Rupture dans le style
C'est en 1962 que parait un autre roman de Dib intitulé Qui se souvient de la mer suivi de Cours sur la rive sauvage qui rompent avec le style littéraire employé dans la trilogie puisque Dib y emploie désormais une écriture fantastique et allégorique. Tout au long de sa carrière d'écrivain, Dib n'a d'ailleurs pas cessé d'innover et de renouveler son écriture tout en diversifiant les thèmes de ses textes. Ses voyages l'y ont sans doute beaucoup aidé, mais il doit cela tout d'abord et avant tout, à son génie littéraire et à sa persévérance dans l'écriture ainsi qu'à son goût inaltérable pour la perfection. Avec La danse du roi (1968), Dieu en barbarie et Le maître de chasse, Dib signe un nouveau cycle romanesque où il est question du devenir de la société algérienne post-indépendante. Fidèle à sa démarche des «trilogies», Mohamed Dib rebondit avec une autre trilogie à partir de 1975, inspirée de ses séjours réguliers en Finlande. Il s'agit de la fameuse trilogie nordique composée de Les terrasses d'Orsol, Neiges de marbre et Le sommeil d'Eve. Plus tard, Dib donne une suite à la trilogie avec le roman L'infante maure, paru en 1994.
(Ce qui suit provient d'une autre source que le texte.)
PR #556, opened 2025-01-28
Add ixmp4-backed platform functions

glatterf42:
As suggested in https://github.com/iiasa/ixmp/pull/552#issuecomment-2602447693, this PR adds `IXMP4Backend` functions that are required to pass the `test_platform` tests. This is separate to keep the PR reviews manageable.

As far as passing the test_platform tests go, this work is incomplete. In some places, I'm not sure best to proceed. For example, `test_add_region` and `test_add_region_synonym` are currently failing because the regions-DataFrame returned from the ixmp4 Backend does not include the data the tests currently expect. This is in turn due to the ixmp4 DB model for regions is different from the one in ixmp.
Most notably, ixmp4 requires the `hierarchy` parameter, but doesn't use `parent` or `synonym`. I asked @meksor and @danielhuppmann about this and they said that's on purpose and ixmp doesn't really use these parameters anymore, either. So I think it should be fine to adapt the existing tests, but please let me know what you think, @khaeru.

Similarly, ixmp4 does not seem to store timeslices in a similar way to the JDBC. It looks like I'll have to add this feature first, but I'm not really familiar with the IAMC data storage we currently have implemented. 

Another missing feature is the ability to delete stuff in ixmp4. Both optimization data and items as well as `Run`s as a whole still lack this. 

There are several more open questions marked as `TODO` inline. For example: `ixmp4.Run.clone()` doesn't support `first_model_year` and `platform_dest`. How crucial are these features?

## How to review

**Required:** describe specific things that reviewer(s) must do, in order to ensure that the PR achieves its goal.
If no review is required, write “No review: …” and describe why.

## PR checklist

- [ ] Update release notes.

### DIFF
--- a/ixmp/backend/base.py
+++ b/ixmp/backend/base.py
@@ -204,12 +204,13 @@ class Backend(ABC):
         """
 
     @abstractmethod
-    def get_nodes(self) -> Iterable[tuple[str, Optional[str], str, str]]:
+    def get_nodes(self) -> Iterable[tuple[str, Optional[str], Optional[str], str]]:
         """Iterate over all nodes stored on the Platform.
 
         Yields
         -------
         tuple
+
             The members of each tuple are:
 
             ========= =========== ===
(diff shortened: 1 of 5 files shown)


glatterf42:
Superseded by #557 from within this repo.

De 1994 jusqu'à sa mort, Dib a publié de nombreux autres romans, recueils de nouvelles et de la poésie. On peut citer La nuit sauvage, Si diable veut, L'arbre à dire, Simorgh, etc.
Pour de nombreux chercheurs et critiques littéraires, son livre intitulé Un été africain, paru en 1959 aux éditions du Seuil, est son meilleur roman et compte parmi les meilleurs romans écrits par un écrivain maghrébin. L'oeuvre de Mohammed Dib a été maintes fois primée. L'écrivain de Tlemcen a reçu, en 1994, le Grand Prix de la Francophonie attribué par l'Académie française pour la première fois à un écrivain maghrébin.
Récipiendaire de nombreux Prix
Dib a été récipiendaire de nombreux autres prix littéraires dont le prix Fénéon en 1953 pour son premier roman La Grande Maison, le prix René Laporte en 1962 pour le recueil de poésie Ombre gardienne, le Prix de l'Association des écrivains de langue française en 1977 pour le roman Habel... Dib a aussi reçu le prix Mallarmé pour son recueil de poésie L'Enfant jazz et le Grand Prix du Roman de la ville de Paris ainsi que le Prix des Découvreurs de la ville de Boulogne-sur-Mer. Son recueil de nouvelles, intitulé
«Laezza», a été publié à titre posthume en 2006 aux éditions Albin-Michel, qui ont édité une grande partie de l'oeuvre de Mohammed Dib.